THE TASK:
What are the lines, copied exactly, from the one containing "Good find! Feels" through the last line of the records below, both included?

PROVIDED DATA:
PR #216, opened 2023-03-16
Move ArgoCD "SkipDryRunOnMissingResource" patches to a component

larsks:
Back in bb8a93dc40 we attempted to move the "SkipDryRunOnMissingResource"
patches for ArgoCD into a separate file, but that didn't work because
(a) patches only effect resources generated by the `kustomization.yaml` in
which they are included, and (b) we had moved the patches into an isolated
subdirectory, so they were effectively a no-op.

But there is a better way! By making them a component [1] rather than a
resource, they are effectively included in the current kustomization.yaml.
This lets us both reduce the clutter in the nerc-ocp-prod overlay *and*
allows us to share the same set of patches in other overlays.

[1]: https://github.com/kubernetes/enhancements/blob/master/keps/sig-cli/1802-kustomize-components/README.md


larsks:
For verification, note that configuration generates output that is identical to its parent (8c97528ec01b920ade119bb10aca542ca96077a2).

dystewart (approved):
Good find! Feels much better without the clutter

naved001 (approved):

YOUR RESPONSE:
Good find! Feels much better without the clutter

naved001 (approved):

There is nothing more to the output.